Returns the device of a PyTorch module by checking its first parameter or buffer.

```python
import torch
from torch import nn
from torch_einops_utils.device import module_device

# Module with parameters
model = nn.Linear(3, 3)
device = module_device(model)
print(device)  # device(type='cpu')

# Module without parameters (e.g., Identity)
model = nn.Identity()
device = module_device(model)
print(device)  # None
```

### move_inputs_to_device - Device Transfer Decorator

Decorators that automatically move all tensor inputs to a specified device or the module's device before function execution.

```python
import torch
from torch import nn
from torch_einops_utils.device import move_inputs_to_device, move_inputs_to_module_device

# Move inputs to specific device
@move_inputs_to_device(torch.device('cpu'))
def process(x, y):
    return x + y

# Inputs are automatically moved to CPU
x = torch.randn(3)  # Could be on any device
y = torch.randn(3)
result = process(x, y)

# Move inputs to module's device (for nn.Module methods)
class MyModule(nn.Module):
    def __init__(self, dim):
        super().__init__()
        self.linear = nn.Linear(dim, dim)

    @move_inputs_to_module_device
    def forward(self, x, mask=None):
        # x and mask are automatically moved to same device as self.linear
        out = self.linear(x)
        if mask is not None:
            out = out * mask
        return out

model = MyModule(64)
# Inputs will be moved to model's device automatically
x = torch.randn(2, 64)
output = model(x)
```

## Summary

Torch Einops Utils provides essential building blocks for PyTorch tensor manipulation that are commonly needed in deep learning projects. The library excels at handling variable-length sequences, masked operations, dimension management for broadcasting, and null-safe tensor operations. These utilities eliminate boilerplate code when working with attention mechanisms, sequence models, and batch processing of irregular data.
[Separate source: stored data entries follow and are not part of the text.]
PR #14549, opened 2019-05-27
Fix CRD namespace explanation

nikhita:
CRDs are non-namespaced but custom objects can be namespaced or cluster-scoped.

This recently came up on Slack...

/assign @sttts

### DIFF
--- a/content/en/docs/tasks/access-kubernetes-api/custom-resources/custom-resource-definitions.md
+++ b/content/en/docs/tasks/access-kubernetes-api/custom-resources/custom-resource-definitions.md
@@ -29,11 +29,11 @@ into the Kubernetes API by creating a
 ## Create a CustomResourceDefinition
 
 When you create a new CustomResourceDefinition (CRD), the Kubernetes API Server
-creates a new RESTful resource path for each version you specify. The CRD can be
-either namespaced or cluster-scoped, as specified in the CRD's `scope` field. As
-with existing built-in objects, deleting a namespace deletes all custom objects
-in that namespace. CustomResourceDefinitions themselves are non-namespaced and
-are available to all namespaces.
+creates a new RESTful resource path for each version you specify.
+The custom objects can be either namespaced or cluster-scoped, as specified in
+the CRD's `scope` field. As with existing built-in objects, deleting a
+namespace deletes all custom objects in that namespace.
+CustomResourceDefinitions themselves are non-namespaced.
 
 For example, if you save the following CustomResourceDefinition to `resourcedefinition.yaml`:
 


content/en/docs/tasks/access-kubernetes-api/custom-resources/custom-resource-definitions.md
```diff
@@ -29,11 +29,12 @@ into the Kubernetes API by creating a
 ## Create a CustomResourceDefinition
 
 When you create a new CustomResourceDefinition (CRD), the Kubernetes API Server
-creates a new RESTful resource path for each version you specify. The CRD can be
-either namespaced or cluster-scoped, as specified in the CRD's `scope` field. As
-with existing built-in objects, deleting a namespace deletes all custom objects
-in that namespace. CustomResourceDefinitions themselves are non-namespaced and
-are available to all namespaces.
+creates a new RESTful resource path for each version you specify.
+The custom object can be either namespaced or cluster-scoped, as specified in
```
nikhita: The main change is just a s/CRD/custom object here.

The diff is a little bigger because I adjusted the lines to wrap into 80 chars.

content/en/docs/tasks/access-kubernetes-api/custom-resources/custom-resource-definitions.md
```diff
@@ -29,11 +29,12 @@ into the Kubernetes API by creating a
...
+the CRD's `scope` field. As with existing built-in objects, deleting a
+namespace deletes all custom objects in that namespace.
+CustomResourceDefinitions themselves are non-namespaced and are available to
+all namespaces.
```
liggitt: `and are available to all namespaces` is sort of confusing... I would just drop that bit.

content/en/docs/tasks/access-kubernetes-api/custom-resources/custom-resource-definitions.md
liggitt: nit: suggest making `custom object` plural

liggitt:
nice improvement, just a couple suggestions

nikhita:
@liggitt updated, PTAL.

nikhita:
/assign @zhangxiaoyu-zidif
for approval

content/en/docs/tasks/access-kubernetes-api/custom-resources/custom-resource-definitions.md
```diff
@@ -29,11 +29,11 @@ into the Kubernetes API by creating a
...
-creates a new RESTful resource path for each version you specify. The CRD can be
-either namespaced or cluster-scoped, as specified in the CRD's `scope` field. As
-with existing built-in objects, deleting a namespace deletes all custom objects
-in that namespace. CustomResourceDefinitions themselves are non-namespaced and
-are available to all namespaces.
+creates a new RESTful resource path for each version you specify.
+The custom objects can be either namespaced or cluster-scoped, as specified in
+the CRD's `scope` field. As with existing built-in objects, deleting a
+namespace deletes all custom objects in that namespace.
+CustomResourceDefinitions themselves are non-namespaced.
```
sftim:
```suggestion
CustomResourceDefinitions themselves apply to the whole cluster (they are not namespaced).
```

My aim here is to retain the intent behind the “available to all namespaces” hint.

angelotinho: Since I had difficultly in understanding sentence 1 and 3 although I did confirm by actually deploying a CRD. I would suggest the following wording. 

CustomResourceDefinitions are non-namespaced, meaning that they are available to the entire Cluster. The Scope field in a CustomResourceDefinition specifies that the Custom Resource instances of the Kind defined in the CRD are either going to created at the Cluster level or in a specific NameSpace.

cody-clark: Hi @nikhita, do you have any thoughts on this suggestion?

kbhawkey: hello @nikhita. What do you think about combining the suggested text or tweaking the changes with the comments. Possible edits:

`When you create a new CustomResourceDefinition (CRD), the Kubernetes API Server creates a new RESTful resource path for each version of the object you specify. You can set the type of the custom object in the `spec.names.kind` field of the CRD. Custom objects are created within a namespace or at the cluster scope, depending on the value set in the `spec.scope` field. As with existing built-in objects, deleting a namespace deletes all of the custom objects in that namespace. The CustomResourceDefinition resource, however, is not created in a namespace and is therefore always available at the cluster scope.

I am not sure if it would be helpful to spell out the values of spec.scope, `Namespaced` or `Cluster`?

Also, in the example on Line 79, what would the endpoint look like if the user set `Cluster` in the scope field?
```
/apis/stable.example.com/v1/namespaces/*/crontabs/...
```

zacharysarah:
@nikhita 👋:heart: Please feel free to `/reopen` when you're ready to continue.

/close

The `save_load` decorator offers a powerful serialization solution that goes beyond standard PyTorch checkpointing by preserving constructor arguments, enabling complete model reconstruction from a single file. Combined with the device management utilities, the library provides a comprehensive toolkit for building robust, maintainable ML/AI code. Integration is straightforward - simply import the needed functions and use them alongside standard PyTorch and einops operations.